On 7 February 2013, seven wounded Syrians approached the border of Israel. Israeli troops guarding the border realised they needed medical treatment and brought them in, transporting them to a hospital in northern Israel.

Over time, as the crisis in Syria worsened and as rebels took over the Syrian portion of the Golan Heights, many more needy people came to Israel’s border for assistance. The Israel Defence Forces (IDF) quickly realised the ongoing need and launched Operation Good Neighbour, a mission of compassion for the people of Syria.

At first, it started with medical teams on the border, with severely wounded people being transferred into Israel to awaiting hospitals. Eventually, the IDF established a field hospital named Mazor Ladach, which translates into English as “bandaging those in need”. This was located in an uninhabited military post in the Golan Heights on the border between Israel and Syria. This field hospital was used to treat up to 500 Syrians per day with around 5,000 patients being transferred to hospitals inside of Israel if they required more extensive medical treatment.

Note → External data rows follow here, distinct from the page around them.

PR #1568, opened 2025-12-04
Ekf python bindings mocap

NageshEranki:
For my project, I need to dissect the EKF as I noticed some odd behavior. There is documentation on building python bindings to wrap up some C code in the firmware for individual testing. Until now, there was support only for anchors, accel. and gyro measurements. This PR attempts to expand the Kalman filter emulator in the following way:

1. Expose the kalmanCoreUpdateWithPose() function by including the source files in cffirmware.i
2. Fix a critical bug in _update_with_sample() function. Until now, this function discards sample if they dont align with the current tick, this causes certain measurements to never processed (as was my case; mocap was never processed). 
3. Let the user know explicitly (through print statements) that a particular sample was not handled.

I am attaching some example code, data sets for anyone to recreate results (it was quite an aggressive flight as you can see).

### DIFF
--- a/bindings/util/estimator_kalman_emulator.py
+++ b/bindings/util/estimator_kalman_emulator.py
@@ -1,5 +1,4 @@
 import math
-import numpy as np
 import cffirmware
 
 class EstimatorKalmanEmulator:


NageshEranki:
Forgot: the code and log data.


[data.json.txt](https://github.com/user-attachments/files/23943799/data.json.txt)
[analysisTools.py](https://github.com/user-attachments/files/23943812/analysisTools.py)
[EKF_test.ipynb](https://github.com/user-attachments/files/23943813/EKF_test.ipynb)

bindings/util/estimator_kalman_emulator.py
```diff
@@ -80,7 +83,7 @@ def _lazy_init(self, sample_time_ms):
         self.next_prediction_ms = self.now_ms + self.PREDICT_STEP_MS
 
         GRAVITY_MAGNITUDE = 9.81
-        DEG_TO_RAD = math.pi / 180.0
+        DEG_TO_RAD = np.pi / 180.0
```
gemenerik: Any reason not to use `math.pi`? Otherwise let's revert.

gemenerik (changes requested):
Thanks again. It looks good. I just have a comment on the use of numpy. There are also some white spaces on lines 107, 149, 153 and 171 that would be nice to have cleared up.

bindings/util/estimator_kalman_emulator.py
NageshEranki: Thanks, I believe the current version is up to date. Let me know if anything else is required.

PR #1570, opened 2025-12-08
build: remove duplicate collision_avoidance.o entry

SEOSUK:
### Summary
Remove a duplicated `collision_avoidance.o` entry from `src/modules/src/Makefile`.

### Details
- The object file was listed twice in `obj-y`
- No functional or binary changes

Syria’s medical system has been drastically affected by the ongoing conflict meaning that regular treatment for people with ongoing medical conditions has in some cases stopped altogether. As a result, Israel found itself dealing with routine medical conditions for people with ongoing illnesses.

To help cope with their ongoing needs, in 2016, the IDF began facilitating the construction of two clinics within Syria itself. Israel organised their construction and provided the building materials. They also kitted the hospitals with the medical equipment needed to run effectively. Both facilities are staffed by Syrian medical teams that receive funding from international charities. They will give ongoing support to 80,000 Syrians living in the area.

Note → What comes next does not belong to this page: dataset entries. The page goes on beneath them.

PR #1572, opened 2025-12-09
Programmatically-readable color led deck self-test results, add I2C address pin test

gemenerik:
Enhanced the production self-test for Color LED decks with programmatically-readable test results and integrating LED position verification inside deck self test:

- Test I2C_ADDRESS pin on Color LED deck connectivity by toggling it LOW/HIGH and verifying the deck MCU reads the correct state via I2C command. Ensures proper signal routing during production testing.
- Added deckTest param group with bitmap test results for both decks (bit 0: protocol version, bit 1: LED position, bit 2: I2C address pin)
- Replaced pollLedPosition() with verifyLedPosition() that checks LED is mounted on correct PCB side (bottom/top) and fails test on mismatch
- Added LED position constants matching deck firmware values (NONE=0x00, BOTTOM=0x01, TOP=0x02)
- Removed LED position from log groups (now verified during self test only)
- Added debug output for test failures

Requires:
* bitcraze/color-led-deck-firmware/pull/4

### DIFF
--- a/src/deck/drivers/src/color_led_deck.c
+++ b/src/deck/drivers/src/color_led_deck.c
@@ -382,19 +382,18 @@ static bool verifyLedPosition(colorLedContext_t *ctx, uint8_t expectedPosition) 
   uint8_t actualPosition = response[1];
   ctx->ledPosition = actualPosition;
 
-  const char* expectedStr = (expectedPosition == COLORLED_LED_POS_BOTTOM) ? "BOTTOM" : "TOP";
-  const char* actualStr;
-  if (actualPosition == COLORLED_LED_POS_BOTTOM) {
-    actualStr = "BOTTOM";
-  } else if (actualPosition == COLORLED_LED_POS_TOP) {
-    actualStr = "TOP";
-  } else if (actualPosition == COLORLED_LED_POS_NONE) {
-    actualStr = "NONE";
-  } else {
-    actualStr = "UNKNOWN";
-  }
-
   if (actualPosition != expectedPosition) {
+    const char* expectedStr = (expectedPosition == COLORLED_LED_POS_BOTTOM) ? "BOTTOM" : "TOP";
+    const char* actualStr;
+    if (actualPosition == COLORLED_LED_POS_BOTTOM) {
+      actualStr = "BOTTOM";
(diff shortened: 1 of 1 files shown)


src/deck/drivers/src/color_led_deck.c
```diff
@@ -337,20 +361,122 @@ static bool pollLedCurrent(colorLedContext_t *ctx) {
...
+
+  if (response[0] != CMD_GET_LED_POSITION) {
+    DEBUG_PRINT("Invalid response command: 0x%02x\n", response[0]);
+    return false;
+  }
+
+  uint8_t actualPosition = response[1];
+  ctx->ledPosition = actualPosition;
+
+  const char* expectedStr = (expectedPosition == COLORLED_LED_POS_BOTTOM) ? "BOTTOM" : "TOP";
```
evoggy: This seems to be only used for debug printing, what about putting it inside an ```#ifdef DEBUG``` and inside the if so it's only used if the comparison fails?

src/deck/drivers/src/color_led_deck.c
```diff
@@ -738,3 +854,25 @@ PARAM_ADD_CORE(PARAM_UINT8 | PARAM_RONLY, bcColorLedBot, &contexts[BOTTOM_IDX].i
 PARAM_ADD_CORE(PARAM_UINT8 | PARAM_RONLY, bcColorLedTop, &contexts[TOP_IDX].isInit)
 
 PARAM_GROUP_STOP(deck)
+
+PARAM_GROUP_START(deckTest)
```
evoggy, line 854: What about turning this around so we turn on the bits which fails? This way we can easily see if decks pass/fail just comparing it with 0 without knowing which bits are what.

Operation Good Neighbour’s primary focus was on medical aid, however, Israel has also helped to alleviate other issues for needy Syrians also. Whilst there were no reports of mass starvation in that particular part of Syria, there have been shortages for certain foods. In response, Israel provided several hundred tons of flour, cooking oil, sugar, salt, canned and dried foods, twelve-thousand cases of baby formula and tens-of-thousands of diapers (nappies) and more each year. Israel also donated cars and donkeys to Syrian communities to help with transport and farming.

Critics of the Jewish state often accuse Israel of using events like this for media attention in an attempt to “trick people into thinking Israel is good”. The reality is that Israel is good. And far from promoting this work, the IDF kept Operation Good Neighbour secret for more than three years until finally revealing it in June 2016, updating the media every few months on progress.

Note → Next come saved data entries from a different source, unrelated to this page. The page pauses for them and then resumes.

PR #1573, opened 2025-12-10
Add production date for DeckCtrl

evoggy:
This change adds the production date for the DeckCtrl memory into the configuration page.

### DIFF
--- a/docs/functional-areas/deckctrl_protocol.md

It is interesting to note that Israel has done all of this to help the Syrian people, yet Israel and Syria are technically at war with each other. Israel is viewed as an enemy by Syria, yet it has assisted the Syrian people more than their close allies in the region.

This leads us on to one of the most special parts of Operation Good Neighbour, the way in which it has transformed the attitudes of Syrians towards Israel.

Early on the IDF established that they wanted to welcome Syrians into Israel in a way that showed they cared for them, to break down any barriers that may be there. One way they did this was for the children who had pre-existing medical conditions. Each week dozens of children, accompanied by their mothers, would come to the border and the Israeli soldiers would transport the families in buses to a waiting facility where they were greeted with a breakfast and refreshments and some playtime for the children before being taken to Israeli hospitals for treatment.

In addition to being helpful for obvious nutritional reasons, this welcoming breakfast served a more important function: showing the Syrians that the Israeli soldiers were not monsters.

“They teach us that Israel is the country that hates us the most,” a Syrian woman who had received treatment said. “We came and saw with our own eyes what they are giving us here. Israel is everything to us as a result of what it is giving us.”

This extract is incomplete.